Volume 11, Number 4, 2003


Nurses teach colleagues about end-of-life care

Madeline Lambrecht has long taught UD nursing students how to provide better care to dying patients. Now, she's extending those educational efforts to nurses throughout the state of Delaware.

Lambrecht, who is director of the CHNS Division of Special Programs and a professor of nursing, is one of five Delaware nurse educators certified by the national End-of-Life Nursing Education Consortium (ELNEC) to lead a professional development program known as "Train the Trainer." The program's curriculum, presented in three daylong sessions, covers such topics as pain management, communication skills, nursing care at the end of life, ethical and legal considerations, symptom management and issues involving grief, loss and bereavement.

Last fall, Lambrecht and Delaware's four other ELNEC-certified nurse educators conducted the state's first three-day program, attended by 48 nurses.

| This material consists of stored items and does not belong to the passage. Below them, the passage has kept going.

PR #531, opened 2020-08-03
Accordion Component

### LINKED ISSUE #513: 💡 Proposal - Accordion Component

## The problem

In the feature that I'm working on we had to create a FAQ section for a page. But the content of around 6 questions is quite long to be always on the page, also a user may want to know about one thing only so scrolling over the other 5 questions would be annoying or make the user miss what they a looking for. 

## The proposed solution

Let's create an Accordion component. It would also need an `<AcordionHeader />` and an `<AcordionPanel />`

[prototype](https://www.figma.com/proto/q73ZvGDXXliJTyMklNDmJq/Accordion?node-id=16%3A0&viewport=-245%2C-150%2C0.39369869232177734&scaling=min-zoom)

Anatomy

> **Accordion Header:**
> Label for or thumbnail representing a section of content that also serves as a control for showing, and in some implementations, hiding the section of content.
> **Accordion Panel:**
> Section of content associated with an accordion header.
> (taken from [WAI-ARIA](https://www.w3.org/TR/wai-aria-practices-1.2/#accordion))

### Chevron variation

We could have a prop to define two different alignments for the chevron

Chevron Orientation

### Hover/Focus state

For hover and focus state we can use the same styles we use in the `naked` button

Focus state

Considering the case where the accordion has a gray background, this is how it would look
Focus state GRAY

### Usage

The component allows other components to be passed as a title for the accordion, but it is better to avoid abusing this feature. In most cases, a Heading or Subheading component will be enough.
It's worth to point out that there is a case in Contentful's webapp where we have a `...` button in an accordion header. I propose that his pattern should not be supported because it harms the accessibility of the component. The reason for this can be checked in the [W3 docs for accordions](https://www.w3.org/TR/wai-aria-practices-1.2/#wai-aria-roles-states-and-properties)

> - The title of each accordion header is contained in an element with role button.
> - Each accordion header button is wrapped in an element with role heading that has a value set for aria-level that is appropriate for the information architecture of the page.
>   - If the native host language has an element with an implicit heading and aria-level, such as an HTML heading tag, a native host language element may be used.
>   - The button element is the only element inside the heading element. That is, if there are other visually persistent elements, they are not included inside the heading element.

DO and DONTS

## Important requirements
- Accessibility following [WAI-ARIA](https://www.w3.org/TR/wai-aria-practices-1.2/#accordion)
- Possibility to pass other components to the Accordion Header

## Breaking changes

Uhmmm I don't think there is any breaking change, but maybe we would release it as an alpha component first

gui-santos:
# Purpose of PR

This PR implements two main components: `Accordion` and `AccordionItem`

The first one is a component to group all the accordions. It has only one prop, the `align` prop that serves to tell where to render the chevron icon.
The second one handles all the content of each accordion and is formed by an `AccordionHeader` and `AccordionPanel`. Its only prop is `title` that is required and accepts React nodes

Anatomy

More details can be found in the Proposal #513 and in the README of the component

Closes #513 

## PR Checklist

- [x] Tests are passing


packages/forma-36-react-components/src/components/Accordion/Accordion.css
```diff
@@ -0,0 +1,73 @@
...
+@import 'settings/transitions';
+@import 'settings/dimensions';
+
+.Accordion {
+  box-sizing: border-box;
+  padding: 0;
+  margin: 0;
+  list-style: none;
+
+  & li {
```
m10l, line 12: Please use a class here

packages/forma-36-react-components/src/components/Accordion/Accordion.css
```diff
@@ -0,0 +1,73 @@
...
+
+    &:first-child {
+      border-top: 1px solid var(--color-element-mid);
+    }
+  }
+}
+
+.Accordion--start {
+  & .AccordionHeader svg {
+    min-width: 9px; /* necessary to algin the chevron properly */
```
m10l, line 25: <3 for commenting weird-looking code

packages/forma-36-react-components/src/components/Accordion/Accordion.css
```diff
@@ -0,0 +1,73 @@
...
+    justify-content: space-between;
+  }
+}
+
+.AccordionHeader {
+  display: flex;
+  flex-direction: row;
+  align-items: center;
+  border: 0;
+  padding: 1rem;
```
m10l, line 42: Please use tokens here

packages/forma-36-react-components/src/components/Accordion/Accordion.tsx
```diff
@@ -0,0 +1,51 @@
...
+   */
+  children?: React.ReactNode;
+  /**
+   * An ID used for testing purposes applied as a data attribute (data-test-id)
+   */
+  testId?: string;
+  /**
+   * Specify the alignment of the chevron inside the accordion header
+   */
+  align?: AlignTypes;
```
m10l, line 24: I think I'd prefer something more explicit/descriptive here like `chevronPosition`

packages/forma-36-react-components/src/components/Accordion/AccordionHeader/AccordionHeader.tsx
```diff
@@ -0,0 +1,66 @@
...
+  handleClick,
+  isExpanded,
+  ariaId,
+}: AccordionHeaderProps) => {
+  const classNames = cn(styles.AccordionHeader, {
+    [styles['AccordionHeader--expanded']]: isExpanded,
+  });
+
+  return (
+    <Subheading>
```
m10l, line 43: Should be able to pass an `element` prop to the Subheading component as by default it'll use a `h2`, can imagine wanting control over this. Alternatively, could use `details`/`summary` elements https://caniuse.com/#feat=details

packages/forma-36-react-components/src/components/Accordion/README.md
```diff
@@ -0,0 +1,125 @@
...
+
+- The title should be a short message that summarize the content of the accordion.
+- Anything can be passed as the content of the accordion, but often organizing it with Paragraphs and Tables would be enough.
+- When using headings, be mindful about the heading levels. The header is a Subheading with `h2` tag.
+
+## Best practices
+
+- The title prop accepts React nodes, but we recommend that only Typography components are used.
+- Since the whole header is a button, do not use Buttons or Links in the title prop. The only click event that should exist is the header's event.
+
```
burakukula, line 107: @gui-santos Good stuff! 💪 We could add accessibility section at some point over here, I think. (Maybe it should be part of our README template 🤔 ?). But we can totally do it later.

packages/forma-36-react-components/src/components/Accordion/Accordion.css
gui-santos: Oops! I will fix it

packages/forma-36-react-components/src/components/Accordion/Accordion.tsx
gui-santos: Agreed!

packages/forma-36-react-components/src/components/Accordion/AccordionHeader/AccordionHeader.tsx
gui-santos: @mohamedturki also suggested using details/summary. I will take a look on that

packages/forma-36-react-components/src/components/Accordion/README.md
gui-santos: yeah! I didn't know if a11y would be part of the design doc, but I put this small thing here hahaha

gui-santos:
@m10l just to comment on the padding, I know what you mean and I agree 👍

gui-santos:
Thanks @burakukula and @m10l for the comments

packages/forma-36-react-components/src/components/Accordion/AccordionHeader/AccordionHeader.tsx
gui-santos: I discovered something about using details/summary and now I don't know what is the best option

When testing with Mac's VoiceOver tool I couldn't navigate using headings because the heading now needed to be inside the summary (the first child of details needs to be summary) and clicking on the heading won't expand the accordion panel since the clickable element is the summary, not the heading

I got around this by using the same aria properties I used for the button solution. You can navigate to the heading correctly, but the VoiceOver does not let you go to the panel to read its content and I think the reason is something to do with [the way summary deals with headings](https://developer.mozilla.org/en-US/docs/Web/HTML/Element/summary#Summaries_as_headings)

I'm committing the version with details/summary so you all can test and maybe find a solution

In case we can't solve the heading navigation I would suggest keeping the button/heading solution because it offers a better a11y experience

(in any case, we create the `element` prop)

gui-santos: Also, I'm getting this on Travis but not locally

Screenshot 2020-08-04 at 16 47 43

`jsx-a11y/click-events-have-key-events`: summary tag works with keyboard by default, I don't understand why we would need to add key events
`jsx-a11y/interactive-supports-focus`: summary and details are tabbable but they are not in the [rules list](https://github.com/jsx-eslint/eslint-plugin-jsx-a11y/blob/master/docs/rules/interactive-supports-focus.md) apparently 

☝️  I would add up these to the cons of using details/summary for now

mohamedturki: @gui-santos I guess you meant @mshaaban0 :)

gui-santos: 😆  yes I did, @mohamedturki! I wrote "@moe" and selected the first name but that's you... sorry

@mshaaban0 I swear I know your name 🙏

mshaaban0: @gui-santos although you just mentioned a third person "moe" 😅 but thank you for implementing this.

Regarding, the details/summary, I'm wondering what is the use case for headings inside the summary tag? headings are meant to be identifiers for sections, and big blocks, I think the behaviour is normal as headings inside buttons isn't valid html5 in the first place. 

Regarding the a11y errors, maybe removing the custom aria roles on summary would fix it?

gui-santos: > @gui-santos although you just mentioned a third person "moe" 😅  

🤦 

The case for the headings was more trying to follow [these directives from WAI-ARIA](https://www.w3.org/TR/wai-aria-practices-1.2/#wai-aria-roles-states-and-properties) which assume we are using buttons and headings. 
But if heading navigation is not something that the accordion should worry about then that's solved I guess hahaha

Uhmm I will remove the aria roles later, but I think I had a different problem when I didn't have them. I will need to test again to remember, but I think I was having a problem going to the accordion content using the VoiceOver. Let me check again and I post it here

gui-santos: Forget everything I just said! It worked great with details and summary

Thanks you all!

gui-santos:
@m10l @mshaaban0 
Ok I found a new thing and I decided to go back to the `button` solution (It's the last time I promise)
Using `details` affected the animation of the component, look:

Animation using button
animation with button

Animation using details
Animation with details

The version with the details tag lost the closing animation of the accordion content, it disappears instead of animating its height. I researched a little bit and I think it's just how details work. Also at mozilla's documentation, it says that:

> Unfortunately, at this time there's no built-in way to animate the transition between open and closed.

The open animation I managed to hack something, but the closing one I don't see a workaround

dalach:
Hi Forma Friends, Gui is out this week, and I'd like to merge and close his PRs. Are there any Forma-specific steps I should undertake?

m10l:
> Hi Forma Friends, Gui is out this week, and I'd like to merge and close his PRs. Are there any Forma-specific steps I should undertake?

Hi @dalach! A design review from @joaoramos or @domarku would be great but other than that we're all good. I've just updated the branch against master and once everything is green merging the PR will automatically create a new release

dalach:
Thank you, @m10l 🤗 I can see a lot of checks failed. Wonder how it happened? 🤔 
@joaoramos or @domarku I'd appreciate if you could look and give a 🟢

domarku:
Hello there 👋 I can't take a proper look without a preview link, unfortunately.

m10l:
@dalach Ahh looks like the Netlify build got paused - I've just retriggered it.

m10l:
> Hello there 👋 Unfortunately, I don't think I can take a proper look without a preview link. Or is there another way to do it?

@domarku Should be working now: https://deploy-preview-531--forma-36-react-components.netlify.app/

domarku:
Looks good to me 🚢  Great work on the a11y front

Two things, but not blockers:
- I don't see any open/close animations on the content and I like it that way. Animated chevrons are cool!
- I would rotate the "end" chevrons to point down when closed and up when opened, indicating the user goal ("expand down"), as mentioned [in the proposal](https://github.com/contentful/forma-36/issues/513#issuecomment-657571957), and to distinguish from mobile app patterns — when the chevron points right to open something in a new screen

dalach:
Thank you @domarku. I'll merge this PR, and let @gui-santos address your comments when he's back.

gui-santos:
> Looks good to me 🚢 Great work on the a11y front! I don't see any open/close animations on the content and I like it that way. Animated chevrons are cool!
> 
> One comment, but not a blocker:
> 
> * I would rotate the "end" chevrons to point down when closed and up when opened, indicating the user goal ("expand down"), as mentioned [in the proposal](https://github.com/contentful/forma-36/issues/513#issuecomment-657571957), like Github does it (check the status panel below with accordion for approvals and reviewers) and to distinguish from mobile app patterns — when the chevron points right to open something in a new screen

Hey @domarku I'm back!

The animations were implemented in another PR #532 that is merged already. I did this way because the PR would get to long and too hard to review

But since it's merged already you can check the animation in storybook
https://f36-storybook.contentful.com/?path=/story/alpha-accordion--default

Please tell me what you think! 🙏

"Many who attended were staff educators, who will go back to their agencies to disseminate the information there," Lambrecht says. "The bottom line is to provide better end-of-life care. That's what we all want, and, especially when you consider the aging population, you can see the increasing need for it."

ELNEC began in February 2000 with the help of a major grant from the Robert Wood Johnson Foundation. In Delaware, the "Train the Trainer" course was cosponsored by UD, the Delaware End-of-Life Coalition, Delaware Nurses Association and Delaware Hospice.